Moving on after Hacking with Swift

AP Computer Science Principles with Swift

The learning part of this new journey starts here with this just released book by Apple. I will start it and, if it proves to be bad I will just drop it but I am too curious to let it slip and, most of all, I lack Computer Science training, I need it to learn how to think!

Hacking with Swift was really great but it was not really explaining the core of things. Paul said we didn’t need them at that time and we all believe him, due to his immense experience, but in my articles I have always tried to browse the Documentation and help people out on what was missing there.


This course will be about planning, testing and designing algorithms to get the logic of our program do what we want it to do! We will learn about the app design cycle and about the debugging process, which in turn gives way to the practicing of fundamental skills in the fields of communication, analysis and collaboration.

One thing that is normally left out in CS courses is the acquisition of a deep understanding of how tech innovations impact our society, in both a beneficial and harmful way.

About This Course


During this course we will learn to become good critical thinkers and good problem solvers, which — if you have ever read a job posting — are among the first requirements for many, too many jobs! This will also be a good life lesson for me as I have never been taught in the Italian school about how to think creatively or to think critically. We all had to perform for a final mark, whether or not that knowledge stuck or not, it was not their problem! This course will propose big problems and teach us how to break them down into smaller ones.

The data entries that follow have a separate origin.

PR #526, opened 2020-06-12
WORKSPACE: Update to latest Debian snapshots

evanj:
This includes the Debian 10.4 point release. The following Debian 10
packages were updated:

    base-files       10.3+deb10u4
    libgnutls30       3.6.7-4+deb10u4
    libldap-2.4-2     2.4.47+dfsg-3+deb10u2
    libldap-common    2.4.47+dfsg-3+deb10u2
    tzdata            2020a-0+deb10u1

PR #527, opened 2020-06-12
WORKSPACE: Add buster-updates to debian10 to update ca-certificates

evanj:
This updates ca-certificates to 20200601~deb10u1, which was added to
buster-updates. This may cause problems when packages are added to
buster-updates, but then updated again into the stable point releases.
For example, tzdata version 2019c-0+deb10u1 was added to
buster-updates, then later tzdata version 2020a-0+deb10u1 was added
to buster for the 10.4 "point release". Since dpkg_list takes the first
package it finds, it finds the older tzdata version.

We should eventually fix the dpkg_list function to actually attempt to
order by version numbers to resolve this. For now, I've manually pinned
the tzdata version to ensure it gets the latest version.

### DIFF
--- a/WORKSPACE
+++ b/WORKSPACE
@@ -268,6 +268,22 @@ dpkg_src(
     url = "https://snapshot.debian.org/archive",
 )
 
+dpkg_src(
+    name = "debian10_updates",
+    arch = "amd64",
+    distro = "buster-updates",
+    sha256 = "24b35fcd184d71f83c3f553a72e6636954552331adfbbc694f0f70bd33e1a2b4",
+    snapshot = "20200612T083553Z",
+    url = "https://snapshot.debian.org/archive",
+)
+
+dpkg_src(
+    name = "debian10_security",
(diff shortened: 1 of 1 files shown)


evanj:
Hmm... I see that TravisCI is not running on these pull requests. It does appear to be running on Master though.

chanseokoh:
Hmm... I'm not sure what Travis is not firing. Happening on other PRs too. I suspect a temporary outage.

chanseokoh:
I suspect it's a temporary outage that Travis results are not reported. Happening on all PRs. In any case, I think #526 upgraded Java.

```
env var JAVA_VERSION value 8u252 does not match expected value: 8u242
```

Could you fix the test?
```
$ git grep 8u242
java/testdata/java8.yaml:      value: '8u242'
java/testdata/java8_debug.yaml:      value: '8u242'
```

chanseokoh:
Could you merge with master to run fixed tests on this PR?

Problem solving is how this skill is mainly defined in the wild. If we think about life, we get stuck every day in something and we either stop there and die or, if we reached the following day, we learned how to solve a problem or work around it. So, problem solving is the art of learning how to get unstuck. Frustration will be a fundamental part of this journey. Without getting stuck, without failing, there will be no learning, no success at all!

Even if I will be following this course alone as I have no classmates around me, collaboration with others will be another crucial skill. Whatever we will be doing, it will be better if we share it with the world and look for their opinion. This is why I will create a GitHub repository of the working folder for this course so you will be able to follow along with me and even collaborate on the projects.


This is the first ever course in Computer Science written in Swift and it is such a great addition to the available material.

One of the main things a programmer has to do while learning or doing his/her job is to abstract. An abstraction groups things together, allowing us to think of the group as one easier-to-remember thing instead of trying to reason about all the elements separately. The way programmers use this concept is to make decisions and to think out loud about code without letting it overwhelm them with its complexity.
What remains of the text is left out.